┌─ RECORDS FOR THE EXERCISE
PR #71, opened 2026-05-21
feat(recall): cap injected memory context

YOMXXX:
## Summary
- Add `recall.maxCharsPerMemory` and `recall.maxTotalRecallChars` with defaults of `0`, which do not alter existing behavior. Users can opt in by setting positive values to cap injected memory context.
- Apply the budget after L1 search and before `<relevant-memories>` injection, preserving score order while truncating oversized entries and dropping overflow.
- Document the new guards in README, README_CN, and `openclaw.plugin.json`.

## Test Plan
- `npm test`
- `npm run build`
- `npm pack --dry-run --json`
- `git diff --check`

## Notes
- Addresses #70 as an MVP focused on recall-time safeguards.
- `npx tsc --noEmit ...` still fails on current `upstream/main` due unrelated existing type issues in commander/OpenAI settings/offload strict initialization; this PR does not touch those areas.


Maxwell-Code07:
感谢您如此及时地解决了 #70 的问题！我们会内部评估，有结论后会尽快反馈。

package.json
withRiver, line 1: DO NOT modify this file, which might cause some problems. We have increased the limitation of Size Guard from 512KB to 2048KB.

YOMXXX:
Thanks for the review. I restored `package.json` to match `upstream/main` and removed the package manifest / extension entry changes from this PR.

Fresh local verification after the update:
- `npm test` ✅
- `npm run build` ✅
- `npm pack --dry-run` ✅ package size 647.5 KB, below the updated 2048 KB Size Guard limit.

package.json
YOMXXX: Resolved in 8031ec0: restored package.json to match upstream/main and removed the manifest / extension entry changes from this PR. Fresh checks are green, including Size Guard under the updated 2048KB limit.

src/config.ts
```diff
@@ -486,6 +490,8 @@ export function parseConfig(raw: Record<string, unknown> | undefined): MemoryTda
     recall: {
       enabled: bool(recallGroup, "enabled") ?? true,
       maxResults: num(recallGroup, "maxResults") ?? 5,
+      maxCharsPerMemory: normalizeNonNegativeInt(num(recallGroup, "maxCharsPerMemory"), 800),
```
withRiver: 1.  normalizeNonNegativeInt() is unnecessary here. 

All other config fields (maxResults, scoreThreshold, timeoutMs) use the simple num(...) ?? defaultValue pattern — these two fields don't need special treatment.

Defensive handling for negative/non-integer values is already done on the consumer side in auto-recall.ts's normalizeBudgetLimit() (<= 0 → treated as disabled, Math.floor() for rounding). No need to duplicate that at the parse layer. 


2. The defaults should be 0 (disabled), not 800 / 3000.

This is a new feature — the default behavior should remain backward-compatible. Existing users upgrading should not suddenly see their recall results being truncated or dropped. Those who need this guard can opt in by explicitly setting the values.

openclaw.plugin.json
```diff
@@ -69,6 +69,8 @@
         "properties": {
           "enabled": { "type": "boolean", "default": true, "description": "是否启用自动召回" },
           "maxResults": { "type": "number", "default": 5, "description": "召回最大结果数" },
+          "maxCharsPerMemory": { "type": "number", "default": 800, "description": "单条 L1 记忆注入的最大字符数；填 0 表示不限制" },
```
withRiver: default should be zero

README.md
```diff
@@ -259,6 +259,8 @@ docker exec -it hermes-memory hermes
 | `storeBackend` | `"sqlite"` | Storage backend: `sqlite` |
 | `recall.strategy` | `"hybrid"` | Recall strategy: `keyword` / `embedding` / `hybrid` (RRF fusion, recommended) |
 | `recall.maxResults` | `5` | Number of items returned per recall |
+| `recall.maxCharsPerMemory` | `800` | Max characters injected for one recalled L1 memory; `0` disables this guard |
```
withRiver: default should be zero

README_CN.md
```diff
@@ -262,6 +262,8 @@ docker exec -it hermes-memory hermes
 | `storeBackend` | `"sqlite"` | 存储后端：`sqlite` |
 | `recall.strategy` | `"hybrid"` | 召回策略：`keyword` / `embedding` / `hybrid`（RRF 融合，推荐） |
 | `recall.maxResults` | `5` | 每次召回条数 |
+| `recall.maxCharsPerMemory` | `800` | 单条 L1 记忆注入的最大字符数；`0` 表示不限制 |
```
withRiver: default should be zero

src/core/hooks/auto-recall.test.ts
withRiver, line 1: There are no existing test files under src/core/hooks/. The budget logic in normalizeBudgetLimit / truncateRecallLine is straightforward enough that the config parsing coverage in src/config.test.ts plus manual verification should suffice for this PR. Let's remove this file for now.

src/config.test.ts
withRiver, line 1: Remove this test file.

src/core/hooks/auto-recall.ts
```diff
@@ -706,6 +709,83 @@ function formatMemoryLine(m: FormatableMemory): string {
...
+      ? truncateRecallLine(line, maxCharsPerMemory)
+      : line;
+    if (perMemoryBounded !== line) truncatedCount++;
+
+    if (!maxTotalRecallChars) {
+      budgeted.push(perMemoryBounded);
+      continue;
+    }
+
+    const separatorChars = budgeted.length > 0 ? 1 : 0;
```
withRiver: The 1 here implicitly assumes the join separator is "\n" (line 212). Consider adding a brief comment like // "\n".length to make the coupling explicit

src/core/hooks/auto-recall.ts
```diff
@@ -706,6 +709,83 @@ function formatMemoryLine(m: FormatableMemory): string {
...
+      droppedCount += lines.length - i;
+      break;
+    }
+
+    if (perMemoryBounded.length > remainingChars) {
+      if (remainingChars >= MIN_TRUNCATED_RECALL_LINE_CHARS) {
+        const totalBounded = truncateRecallLine(perMemoryBounded, remainingChars);
+        budgeted.push(totalBounded);
+        usedChars += separatorChars + totalBounded.length;
+        if (totalBounded !== perMemoryBounded) truncatedCount++;
```
withRiver: truncatedCount can be incremented twice for the same memory — once at line 734 (per-memory truncation) and again here (total-budget truncation). This makes the debug log misleading (e.g. reporting truncated=3 when only 2 distinct lines were affected). Consider tracking truncated lines with a Set or a boolean flag per iteration instead.

src/core/hooks/auto-recall.ts
```diff
@@ -706,6 +709,83 @@ function formatMemoryLine(m: FormatableMemory): string {
...
+      } else {
+        droppedCount++;
+      }
+      droppedCount += lines.length - i - 1;
+      break;
```
withRiver, line 760: The droppedCount accumulation is split across the if/else branch and the line after it, making the logic harder to follow. Suggestion:
```ts
if (perMemoryBounded.length > remainingChars) {
  const canFit = remainingChars >= MIN_TRUNCATED_RECALL_LINE_CHARS;
  if (canFit) {
    budgeted.push(truncateRecallLine(perMemoryBounded, remainingChars));
  }
  droppedCount += lines.length - i - (canFit ? 1 : 0);
  break;
}
```
Single accumulation point, same semantics, easier to reason about.

README.md
YOMXXX: Resolved in c588558: README default is now `0`.

openclaw.plugin.json
YOMXXX: Resolved in c588558: plugin schema default is now `0`.

src/config.ts
YOMXXX: Resolved in c588558: recall budget config now follows the existing `num(...) ?? 0` pattern, defaults are disabled, and `normalizeNonNegativeInt()` was removed.

src/config.test.ts
YOMXXX: Resolved in c588558: removed `src/config.test.ts` from this PR.

src/core/hooks/auto-recall.ts
YOMXXX: Resolved in c588558: introduced `RECALL_LINE_SEPARATOR` and use its `.length` for budget accounting, matching the final join separator.

src/core/hooks/auto-recall.ts
YOMXXX: Resolved in c588558: `truncatedCount` now uses a per-iteration flag, so one emitted memory line is counted at most once even if both per-memory and total-budget truncation apply.

src/core/hooks/auto-recall.test.ts
YOMXXX: Resolved in c588558: removed `src/core/hooks/auto-recall.test.ts` from this PR.

src/core/hooks/auto-recall.ts
YOMXXX: Resolved in c588558: collapsed dropped-count handling to a single accumulation point in the total-budget overflow branch.

README_CN.md
YOMXXX: Resolved in c588558: README_CN default is now `0`.

withRiver:
LGTM. Thanks for your contribution!

By the way, there’s another issue #3 related to L1 recall. If you’re interested, feel free to take a look.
└─
Above are some records; extract every one of them exactly.

PR #71, opened 2026-05-21
feat(recall): cap injected memory context

YOMXXX:
## Summary
- Add `recall.maxCharsPerMemory` and `recall.maxTotalRecallChars` with defaults of `0`, which do not alter existing behavior. Users can opt in by setting positive values to cap injected memory context.
- Apply the budget after L1 search and before `<relevant-memories>` injection, preserving score order while truncating oversized entries and dropping overflow.
- Document the new guards in README, README_CN, and `openclaw.plugin.json`.

## Test Plan
- `npm test`
- `npm run build`
- `npm pack --dry-run --json`
- `git diff --check`

## Notes
- Addresses #70 as an MVP focused on recall-time safeguards.
- `npx tsc --noEmit ...` still fails on current `upstream/main` due unrelated existing type issues in commander/OpenAI settings/offload strict initialization; this PR does not touch those areas.


Maxwell-Code07:
感谢您如此及时地解决了 #70 的问题！我们会内部评估，有结论后会尽快反馈。

package.json
withRiver, line 1: DO NOT modify this file, which might cause some problems. We have increased the limitation of Size Guard from 512KB to 2048KB.

YOMXXX:
Thanks for the review. I restored `package.json` to match `upstream/main` and removed the package manifest / extension entry changes from this PR.

Fresh local verification after the update:
- `npm test` ✅
- `npm run build` ✅
- `npm pack --dry-run` ✅ package size 647.5 KB, below the updated 2048 KB Size Guard limit.

package.json
YOMXXX: Resolved in 8031ec0: restored package.json to match upstream/main and removed the manifest / extension entry changes from this PR. Fresh checks are green, including Size Guard under the updated 2048KB limit.

src/config.ts
```diff
@@ -486,6 +490,8 @@ export function parseConfig(raw: Record<string, unknown> | undefined): MemoryTda
     recall: {
       enabled: bool(recallGroup, "enabled") ?? true,
       maxResults: num(recallGroup, "maxResults") ?? 5,
+      maxCharsPerMemory: normalizeNonNegativeInt(num(recallGroup, "maxCharsPerMemory"), 800),
```
withRiver: 1.  normalizeNonNegativeInt() is unnecessary here. 

All other config fields (maxResults, scoreThreshold, timeoutMs) use the simple num(...) ?? defaultValue pattern — these two fields don't need special treatment.

Defensive handling for negative/non-integer values is already done on the consumer side in auto-recall.ts's normalizeBudgetLimit() (<= 0 → treated as disabled, Math.floor() for rounding). No need to duplicate that at the parse layer. 


2. The defaults should be 0 (disabled), not 800 / 3000.

This is a new feature — the default behavior should remain backward-compatible. Existing users upgrading should not suddenly see their recall results being truncated or dropped. Those who need this guard can opt in by explicitly setting the values.

openclaw.plugin.json
```diff
@@ -69,6 +69,8 @@
         "properties": {
           "enabled": { "type": "boolean", "default": true, "description": "是否启用自动召回" },
           "maxResults": { "type": "number", "default": 5, "description": "召回最大结果数" },
+          "maxCharsPerMemory": { "type": "number", "default": 800, "description": "单条 L1 记忆注入的最大字符数；填 0 表示不限制" },
```
withRiver: default should be zero

README.md
```diff
@@ -259,6 +259,8 @@ docker exec -it hermes-memory hermes
 | `storeBackend` | `"sqlite"` | Storage backend: `sqlite` |
 | `recall.strategy` | `"hybrid"` | Recall strategy: `keyword` / `embedding` / `hybrid` (RRF fusion, recommended) |
 | `recall.maxResults` | `5` | Number of items returned per recall |
+| `recall.maxCharsPerMemory` | `800` | Max characters injected for one recalled L1 memory; `0` disables this guard |
```
withRiver: default should be zero

README_CN.md
```diff
@@ -262,6 +262,8 @@ docker exec -it hermes-memory hermes
 | `storeBackend` | `"sqlite"` | 存储后端：`sqlite` |
 | `recall.strategy` | `"hybrid"` | 召回策略：`keyword` / `embedding` / `hybrid`（RRF 融合，推荐） |
 | `recall.maxResults` | `5` | 每次召回条数 |
+| `recall.maxCharsPerMemory` | `800` | 单条 L1 记忆注入的最大字符数；`0` 表示不限制 |
```
withRiver: default should be zero

src/core/hooks/auto-recall.test.ts
withRiver, line 1: There are no existing test files under src/core/hooks/. The budget logic in normalizeBudgetLimit / truncateRecallLine is straightforward enough that the config parsing coverage in src/config.test.ts plus manual verification should suffice for this PR. Let's remove this file for now.

src/config.test.ts
withRiver, line 1: Remove this test file.

src/core/hooks/auto-recall.ts
```diff
@@ -706,6 +709,83 @@ function formatMemoryLine(m: FormatableMemory): string {
...
+      ? truncateRecallLine(line, maxCharsPerMemory)
+      : line;
+    if (perMemoryBounded !== line) truncatedCount++;
+
+    if (!maxTotalRecallChars) {
+      budgeted.push(perMemoryBounded);
+      continue;
+    }
+
+    const separatorChars = budgeted.length > 0 ? 1 : 0;
```
withRiver: The 1 here implicitly assumes the join separator is "\n" (line 212). Consider adding a brief comment like // "\n".length to make the coupling explicit

src/core/hooks/auto-recall.ts
```diff
@@ -706,6 +709,83 @@ function formatMemoryLine(m: FormatableMemory): string {
...
+      droppedCount += lines.length - i;
+      break;
+    }
+
+    if (perMemoryBounded.length > remainingChars) {
+      if (remainingChars >= MIN_TRUNCATED_RECALL_LINE_CHARS) {
+        const totalBounded = truncateRecallLine(perMemoryBounded, remainingChars);
+        budgeted.push(totalBounded);
+        usedChars += separatorChars + totalBounded.length;
+        if (totalBounded !== perMemoryBounded) truncatedCount++;
```
withRiver: truncatedCount can be incremented twice for the same memory — once at line 734 (per-memory truncation) and again here (total-budget truncation). This makes the debug log misleading (e.g. reporting truncated=3 when only 2 distinct lines were affected). Consider tracking truncated lines with a Set or a boolean flag per iteration instead.

src/core/hooks/auto-recall.ts
```diff
@@ -706,6 +709,83 @@ function formatMemoryLine(m: FormatableMemory): string {
...
+      } else {
+        droppedCount++;
+      }
+      droppedCount += lines.length - i - 1;
+      break;
```
withRiver, line 760: The droppedCount accumulation is split across the if/else branch and the line after it, making the logic harder to follow. Suggestion:
```ts
if (perMemoryBounded.length > remainingChars) {
  const canFit = remainingChars >= MIN_TRUNCATED_RECALL_LINE_CHARS;
  if (canFit) {
    budgeted.push(truncateRecallLine(perMemoryBounded, remainingChars));
  }
  droppedCount += lines.length - i - (canFit ? 1 : 0);
  break;
}
```
Single accumulation point, same semantics, easier to reason about.

README.md
YOMXXX: Resolved in c588558: README default is now `0`.

openclaw.plugin.json
YOMXXX: Resolved in c588558: plugin schema default is now `0`.

src/config.ts
YOMXXX: Resolved in c588558: recall budget config now follows the existing `num(...) ?? 0` pattern, defaults are disabled, and `normalizeNonNegativeInt()` was removed.

src/config.test.ts
YOMXXX: Resolved in c588558: removed `src/config.test.ts` from this PR.

src/core/hooks/auto-recall.ts
YOMXXX: Resolved in c588558: introduced `RECALL_LINE_SEPARATOR` and use its `.length` for budget accounting, matching the final join separator.

src/core/hooks/auto-recall.ts
YOMXXX: Resolved in c588558: `truncatedCount` now uses a per-iteration flag, so one emitted memory line is counted at most once even if both per-memory and total-budget truncation apply.

src/core/hooks/auto-recall.test.ts
YOMXXX: Resolved in c588558: removed `src/core/hooks/auto-recall.test.ts` from this PR.

src/core/hooks/auto-recall.ts
YOMXXX: Resolved in c588558: collapsed dropped-count handling to a single accumulation point in the total-budget overflow branch.

README_CN.md
YOMXXX: Resolved in c588558: README_CN default is now `0`.

withRiver:
LGTM. Thanks for your contribution!

By the way, there’s another issue #3 related to L1 recall. If you’re interested, feel free to take a look.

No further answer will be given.